The US is also partner in the ROK/US Combined Forces Command (CFC), established in 1978. The Commander of USFK also serves as Commander in Chief of the United Nations Command (CINCUNC) and the CFC. As CINCUNC, he is responsible for maintaining the 1953 armistice agreement.
US Forces, Korea (USFK) is the joint headquarters through which US combat forces would be sent to the CFC’s fighting components – the Ground, Air, Naval and Combined Marine Forces Component Commands. Major USFK Elements include the Eighth US Army, US Air Forces Korea (Seventh Air Force) and US Naval Forces Korea. USFK includes more than 85 active installations in the Republic of Korea and has about 37,500 US military personnel assigned in Korea. Major U.S. units in the ROK include the Eighth U.S. Army and Seventh Air Force.
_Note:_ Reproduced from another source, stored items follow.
PR #1091, opened 2026-01-19
Log timeouts when DP responds with timedout

FullyTyped:
- **base test impl**
- **test-impl**

📬 *Issue #, if available:*

✍️ *Description of changes:*

In concurrent execution, when the runtime times-out, Dataplane will not stop the execution, but instead will inform the runtime through the trailers that we've timed-out when we respond. This PR intends to consume the trailers to ensure that in those scenarios the runtime correctly logs. 

### DIFF
--- a/lambda-runtime/src/layers/api_client.rs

Principal equipment in EUSA includes 140 M1A1 tanks, 170 Bradley armored vehicles, 30 155mm self-propelled howitzers, 30 MRLs as well as a wide range of surface-to-surface and surface-to-air missiles, e.g., Patriot, and 70 AH-64 helicopters.
US Air Forces Korea possesses approximately 100 aircraft: advanced fighters, e.g., 70 F-16s, 20 A-10 anti-tank attack planes, various types of intelligence-collecting and reconnaissance aircraft including U-2s, and the newest transport aircraft. With this highly modern equipment, US Air Forces Korea has sufficient capability to launch all-weather attacks and to conduct air support operations under all circumstances. In the event the Seventh Fleet and the Seventh Air Force Command augment them, the capability of USFK will substantially increase both quantitatively and qualitatively. Naval and Marine forces will be augmented in wartime.
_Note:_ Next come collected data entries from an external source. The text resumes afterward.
Issue #977, opened 2025-04-09
Do the TelemetryAPI records support JSON record fields?


mheffner:
According to the TelemetryAPI [docs](https://docs.aws.amazon.com/lambda/latest/dg/telemetry-schema-reference.html#telemetry-api-function), if you're using a more recent schema version than "2022-12-13", the `record` field of function and extension logs may be a string OR a JSON record.

From the code it would appear that these only support the string records. Do these need to be updated to something like `serde_json::Value` to handle both cases?

https://github.com/awslabs/aws-lambda-rust-runtime/blob/f69280e9b92e9a7acc92cfa04a860d9b2b83b5c0/lambda-extension/src/telemetry.rs#L25-L30

Thanks!

jlizen:
Looks like you're right! Feel free to modify this issue into a feature request, or take a stab at implementing it!

It's a bit awkward since we're relying heavily on `serde` to do the deserialization implicitly. So drilling through state information about which record type is enabled from something stored in extension or runtime state, is pretty unpleasant.

I could think of some ugly things involving global state and a custom deserialize impl for some newtyped inner structs (probing for `AWS_LAMBDA_LOG_FORMAT` and caching it, testing the first record you see to find out if it is JSON and stashing that result, etc).

Meanwhile the 'rusty' thing to do might be to encode it at the type level via a generic (or more likely a separate struct, since adding a generic to `LambdaTelemetryRecord` would cause semver breakage). And then the caller could just specify that in their handler if they want to receive processed JSON.  The downside of that approach though is that it would be effectively hardcoding a choice around log format, whereas advanced logging controls are designed to be changeable in console, etc. I guess probably the caller could write two different handlers and choose between them based on the same ENV, but it's all pretty klunky.

Just sharing my perspective! (Not a maintainer / not offering to implement this)

jlizen:
cc @bnusunny for perspective on this one... my knee jerk is, probably not good to cut to modeling a `serde_json::Value` type, even across a breaking semver boundary. Seems like a future semver hazard and anyway it's trivial for callers to choose to parse the String into JSON themselves. If we did want to do it, we also probably would want to make it a [RawValue](https://docs.rs/serde_json/latest/serde_json/value/struct.RawValue.html) to avoid extra cost if caller is just passing it through without interacting with fields.

That said I do think a `.json()` method might be good as a middle ground to help with ergonomics.

jlizen:
[...]

PR #1098, opened 2026-02-11
Make Telemetry API log record type generic

raphael-theriault-swi:
📬 *Issue #, if available:* #977

✍️ *Description of changes:*

This adds a generic type parameter to `LambdaTelemetryRecord` for logs to support structured JSON logs. I initially tried to implement [the `RawValue` newtype based solution](https://github.com/aws/aws-lambda-rust-runtime/issues/977#issuecomment-2853186504) suggested in #977, but it turns out [you can't use `RawValue` within `#[serde(flatten)]`](https://github.com/serde-rs/json/issues/1051).

This is a breaking change given it introduces a new generic parameter, but IMO it's better than introducing a whole new set of duplicate types, especially given supporting managed instances may already require breakage soon.

Unlike suggested in #977, this doesn't lock users into either supporting text or JSON logs at compile time, since they can just use an untagged enum:

```rs
#[derive(Deserialize)]
#[serde(untagged)]
enum LogRecord {
    Text(String),
    Json(StructuredLogRecord),
}
```

I also opted against adding a new struct for JSON logs since they don't have a fixed schema, some extension authors might want to use `serde_json::Value`, some might want a more specialized type.

### DIFF
--- a/lambda-extension/src/extension.rs
+++ b/lambda-extension/src/extension.rs
@@ -185,7 +185,7 @@ where
     }
 
     /// Create a new [`Extension`] with a service that receives Lambda telemetry data.
-    /// 
+    ///
     /// By default, telemetry log records are deserialized as `String`, but
     /// it's possible to configure Lambda functions to emit logs in JSON format.
     /// For more information, refer to [`Self::with_telemetry_record_type`].


jlizen:
> This is a breaking change given it introduces a new generic parameter, but IMO it's better than introducing a whole new set of duplicate types, especially given supporting managed instances may already require breakage soon.

Managed instances will not require semver breaking. We are a long ways off from release 2.x.

With that in mind, do you have any thoughts about a semver-safe way to do it? I guess we just add a new API, deprecate the old, but allow continuing to use old until next release version?

jlizen:
(Also, thanks for picking this up! This is definitely in an awkward spot right now)

raphael-theriault-swi:
I'm thinking maybe an opt-in feature to enable the generic might be more elegant ? Then the feature can just be removed when a future `2.x` comes out.

jlizen:
The opt-in feature will work, but it seems a bit confusing to have a feature that shifts runtime behavior like this, especially for such a limited feature scope. Let me get a temperature check from the other maintainers on this and follow up.

jlizen:
Coming back to this - 

Unfortunately a feature flag doesn't escape semver constraints, even if it is opt in (given feature unification).

Per cargo:
> Enabling a feature should not introduce a SemVer-incompatible change. For example, the feature shouldn’t change an existing API in a way that could break existing uses.

[ref](https://doc.rust-lang.org/cargo/reference/features.html#semver-compatibility)

And then, any introduction of generics that don't have an default inference available, is breaking. Which, unfortunately, the function signatures `run()` and `register` run afoul of. The types are otherwise fine.

EDIT: Hold on a sec, are those just methods on extension? We might be able to work around it by hoisting it to be struct-wide, with a default.

jlizen:
Yeah, it seems to be working ok with an extra generic on `Extension`:

```
pub struct Extension<'a, E, L, T, R = String>
 {
    extension_name: Option<&'a str>,
    ...
    _record_type: PhantomData<R>
}
```
(Maybe there is a way to do it without the PhantomData as well?)

And then we can hoist the telemetry where clause back to the struct definition:
```
impl<'a, E, L, T, R> Extension<'a, E, L, T, R>
where
    E: Service<LambdaEvent>,
    E::Future: Future<Output = Result<(), E::Error>>,
    E::Error: Into<Error> + fmt::Display + fmt::Debug,

    // Fixme: 'static bound might be too restrictive
    L: MakeService<(), Vec<LambdaLog>, Response = ()> + Send + Sync + 'static,
    L::Service: Service<Vec<LambdaLog>, Response = ()> + Send + Sync,
    <L::Service as Service<Vec<LambdaLog>>>::Future: Send + 'a,
    L::Error: Into<Error> + fmt::Debug,
    L::MakeError: Into<Error> + fmt::Debug,
    L::Future: Send,
    T: MakeService<(), Vec<LambdaTelemetry<R>>, Response = ()> + Send + Sync + 'static,
    T::Service: Service<Vec<LambdaTelemetry<R>>, Response = ()> + Send + Sync,
    <T::Service as Service<Vec<LambdaTelemetry<R>>>>::Future: Send + 'a,
    T::Error: Into<Error> + fmt::Debug,
    T::MakeError: Into<Error> + fmt::Debug,
    T::Future: Send,
    R: DeserializeOwned + Send + 'static,
{ }
```

jlizen:
And then, it's unpleasant for the user to have to specify all the generic parameters as `Extension<_, _, _, serde_json::Value>`.

But, seem to have consistent inference if we update `with_telemetry processor` to accept an incoming type:
```
impl<'a, E, L, T, R> Extension<'a, E, L, T, R> {
   ...
    pub fn with_telemetry_processor<N, NS, NewR>(self, lp: N) -> Extension<'a, E, L, N, NewR> { }

}
```

And then you can specify it in your handler that this function receives:
```
async fn handler(events: Vec<LambdaTelemetry<serde_json::Value>>) -> Result<(), Error> {
   println!("{events:#}");
    Ok(())
}

#[tokio::main]
fn main() {
    let telemetry_processor = SharedService::new(service_fn(handler));

    Extension::new()
        .with_telemetry_processor(telemetry_processor)
        .run()
        .await.unwrap()
}
```

(Or not, and then it defaults to String, and stays backwards compatible)

jlizen:
What do you think about the proposed API @raphael-theriault-swi ?

I think we should flip the generic default next major version, but that might be a ways off. (At which point, your untagged `LogRecord` seems nice)

Are these ergonomics adequate in the meantime? No feature flags at least?

Probably a small `examples/` entry would be good too to show how to use this (or update `extension-telemetry-basic`).

raphael-theriault-swi:
The thing is that adding the default generic type to the enum itself is technically a breaking change the moment you try to use an enum literal of a variant that doesn't include the generic.

```rs
enum Generic<T = &'static str> {
    Generic(T),
    Fixed(&'static str),
}

fn main() {
    let generic = Generic::Generic("inference succeeds");
    let fixed = Generic::Fixed("inference fails");
}
```

jlizen:
> The thing is that adding the default generic type to the enum itself is technically a breaking change the moment you try to use an enum literal of a variant that doesn't include the generic.

That may be, but in the current approach, `LambdaTelemetryRecord` is using the generic on each variant, and is already `pub` and not `#[non_exhaustive]`, so we couldn't add a new variant without the generic anyway, right? Or else that would be a breaking change regardless?

You can see that the [semver check](https://github.com/aws/aws-lambda-rust-runtime/actions/runs/21926881586/job/63780471741?pr=1098) is only complaining about the new generics in the methods, which my suggestion avoids.

Please correct me if I am missing something!

raphael-theriault-swi:
Yeah, I do't think there's anyway to make this a totally non-breaking change without duplicating pretty large parts of the API. Personally I feel the solution you suggested in your recent replies is the best way to go, I just wanted to bring up the potential breakage.

Should I go ahead and implement it that way ?

rcoh:
Typically, inference failure is not considered SemVer breaking: https://doc.rust-lang.org/cargo/reference/semver.html#fn-generalize-compatible

One option (I have not totally read all context in here) is to introduce a new type `LambdaTelemetryRecordV2<T>` (bikeshed), replacing `LambdaTelemetryRecord` with `pub type LambdaTelemetryRecord = LambdaTelemetryRecordV2<String>`

you could then add `register_generic_extension<TL>` that used `LambdaRecordV2<TL>` to allow for using the generic.

Since `register_extension` would delegate directly to `register_generic_extension`, the API itself should remain largely unchanged and the only change in surface area would be the new methods.

jlizen:
I think Russell's solution is a clean one that would avoid duplication:
- use a type alias `pub type LambdaTelemetryRecord = GenericLambdaTelemetryRecord<String>`
- under the hood, remove `LambdaTelemetryRecord` entirely and replace it with `GenericLambdaTelemetryRecord`, which looks like the generic version of the original that we have been working with
- add a new API to the builder, `with_generic_telemetry_processor()`, which accepts `GenericLambdaTelemetryRecord` for an arbitrary type
- probably also add, `JsonLambdaTelemetryRecord = GenericLambdaTelemetryRecord<serde_json::Value>`, and `with_json_telemetry_processor` for ergonomics?

And then no inference breaks on existing `LambdaTelemetryRecord` construction, since `LambdaTelemetryRecord` is a type alias with no generics.

And usage looks fine:
```
# record is a string
async fn handler(events: Vec<LambdaTelemetryRecord) -> Result<(), Error> {
   println!("{events:#}");
    Ok(())
}

#[tokio::main]
fn main() {
    let telemetry_processor = SharedService::new(service_fn(handler));

    Extension::new()
        .with_telemetry_processor(telemetry_processor)
        .run()
        .await.unwrap()
}
```


```
# record is a serde_json::Value
async fn handler(events: Vec<JsonLambdaTelemetryRecord) -> Result<(), Error> {
   println!("{events:#}");
    Ok(())
}

#[tokio::main]
fn main() {
    let telemetry_processor = SharedService::new(service_fn(handler));

    Extension::new()
        .with_json_telemetry_processor(telemetry_processor)
        .run()
        .await.unwrap()
}
```

(and you can imagine for the generic)

What do you think about that, @raphael-theriault-swi ?

If there are blockers to this approach, I think we are probably ok to move forward with the default generic that might break inference on direct `LambdaTelemetryRecord` usage, with just a minor version bump (which should go in this PR for `lambda-extension` `Cargo.toml` / lambda-runtime's dependency, since I don't think cargo-semver-checks is smart enough to flag it).

raphael-theriault-swi:
Sounds like it would solve pretty much every issue brought up in the thread, love it. I'll update the PR !

raphael-theriault-swi:
Should be ready for another look @jlizen

jlizen:
Oof - sorry @raphael-theriault-swi , but it looks like that is actually more breaking than the risk of inference failure - 
ref: [failed run](https://github.com/aws/aws-lambda-rust-runtime/actions/runs/22319772619/job/64578715439?pr=1098):
```

--- failure enum_missing: pub enum removed or renamed ---

Description:
A publicly-visible enum cannot be imported by its prior path. A `pub use` may have been removed, or the enum itself may have been renamed or removed entirely.
        ref: https://doc.rust-lang.org/cargo/reference/semver.html#item-remove
       impl: https://github.com/obi1kenobi/cargo-semver-checks/tree/v0.46.0/src/lints/enum_missing.ron

Failed in:
  enum lambda_extension::LambdaTelemetryRecord, previously in file /home/runner/.cargo/registry/src/index.crates.io-1949cf8c6b5b557f/lambda-extension-1.0.2/src/telemetry.rs:25

--- failure struct_missing: pub struct removed or renamed ---

Description:
A publicly-visible struct cannot be imported by its prior path. A `pub use` may have been removed, or the struct itself may have been renamed or removed entirely.
        ref: https://doc.rust-lang.org/cargo/reference/semver.html#item-remove
       impl: https://github.com/obi1kenobi/cargo-semver-checks/tree/v0.46.0/src/lints/struct_missing.ron

Failed in:
  struct lambda_extension::LambdaTelemetry, previously in file /home/runner/.cargo/registry/src/index.crates.io-1949cf8c6b5b557f/lambda-extension-1.0.2/src/telemetry.rs:14

```

Some more context: https://predr.ag/blog/re-exporting-enum-with-type-alias-breaking-change-not-major/
(it appears that the conclusion was that in fact it was a major breaking change, after all).

Based on that, I think we should go ahead with the plan from before this one - hoist the generic to the struct level, use the default, and risk breaking inference if somebody is directly constructing the enum. I think it's a niche enough use case, and trivially fixable, that it is sufficient to do the minor version bump and document it as such in our release notes.

Sorry for the churn!

If you go ahead with that tweak, I can stage the minor version bump myself in a separate PR so we don't forget (since i think cargo-semver-checks won't recognize it as needed).

raphael-theriault-swi:
No worries about the churn, I had no idea either, been learning of a few edge cases on this one :)

jlizen:
@raphael-theriault-swi -

The recent changes won't work either, since introducing new generics on a method is breaking (and we can't set defaults on method generics). Meanwhile, hoisting to struct level alone isn't enough, since then `new()` and `default()` will constrain to `String`, unless they themselves have a generic, which is also breaking.

Instead, what we can do would be add a standalone method, `with_telemetry_record_type`, that can be called before `with_telemetry_processor` and constrain its type. It would need its own standalone impl block, I think, if we want to avoid footguns by constraining it to only be callable BEFORE the `with_telemetry_processor`.

It's a bit ugly, but not hideous, just requires a simple turbofish:

```
impl<'a, E, L> Extension<'a, E, L, MakeIdentity<Vec<LambdaTelemetry>>> {
    /// Set the deserialization type for telemetry records.
    ///
    /// By default, telemetry records are deserialized as `String`.
    /// Use this method to deserialize into a different type, such as `serde_json::Value`.
    /// Must be called before [`Self::with_telemetry_processor`].
    ///
    /// ```
    /// use lambda_extension::{Extension, LambdaTelemetry, SharedService, service_fn};
    ///
    /// async fn handler(events: Vec<LambdaTelemetry<serde_json::Value>>) -> Result<(), lambda_extension::Error> {
    ///     for event in &events {
    ///         println!("{event:?}");
    ///     }
    ///     Ok(())
    /// }
    ///
    /// let _ext = Extension::new()
    ///     .with_telemetry_record_type::<serde_json::Value>()
    ///     .with_telemetry_processor(SharedService::new(service_fn(handler)));
    /// ```
    pub fn with_telemetry_record_type<NewTL>(self) -> Extension<'a, E, L, MakeIdentity<Vec<LambdaTelemetry<NewTL>>>, NewTL> {
        Extension {
            _telemetry_record_type: PhantomData,
            telemetry_processor: None,
            events_processor: self.events_processor,
            extension_name: self.extension_name,
            events: self.events,
            log_types: self.log_types,
            log_buffering: self.log_buffering,
            logs_processor: self.logs_processor,
            log_port_number: self.log_port_number,
            telemetry_types: self.telemetry_types,
            telemetry_buffering: self.telemetry_buffering,
            telemetry_port_number: self.telemetry_port_number,
        }
    }
}
```

I got it compiling locally with your example, with no inference issues (besides the risk that you've already called out around inference on `LambdaTelemetryRecord`, which we are willing to accept with a minor version bump).

(And then, `with_telemetry_processor` becomes roughly:
```
    /// Create a new [`Extension`] with a service that receives Lambda telemetry data.
    ///
    /// By default, telemetry records are deserialized as `String`.
    /// To parse into other record types, such as json, use
    /// [`Self::with_telemetry_record_type`] before calling this method.
    pub fn with_telemetry_processor<N, NS>(self, lp: N) -> Extension<'a, E, L, N, TL>
    where
        N: Service<()>,
        N::Future: Future<Output = Result<NS, N::Error>>,
        N::Error: Into<Error> + fmt::Display,
    {
        Extension {
            telemetry_processor: Some(lp),
            _telemetry_record_type: PhantomData,
            events_processor: self.events_processor,
            extension_name: self.extension_name,
            events: self.events,
            log_types: self.log_types,
            log_buffering: self.log_buffering,
            logs_processor: self.logs_processor,
            log_port_number: self.log_port_number,
            telemetry_types: self.telemetry_types,
            telemetry_buffering: self.telemetry_buffering,
            telemetry_port_number: self.telemetry_port_number,
        }
    }
```
)

raphael-theriault-swi:
@jlizen should be good now, hopefully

All CFC components are tactically integrated through continuous combined and joint planning, training and exercises. In 1994, peacetime operational control (OPCON) of the ROK military was transferred from the U.S. led Combined Forces Command, to the ROK Joint Chiefs of Staff. By 2005 Seoul had requested regaining wartime control of its armed forces. Final negotiations to set a date for this transition were agreed to in 2007, with a ROK military OPCON transition from CFC to the ROK JFC date set for 17 April 2012. This transfer is currently hotly debated in Korea.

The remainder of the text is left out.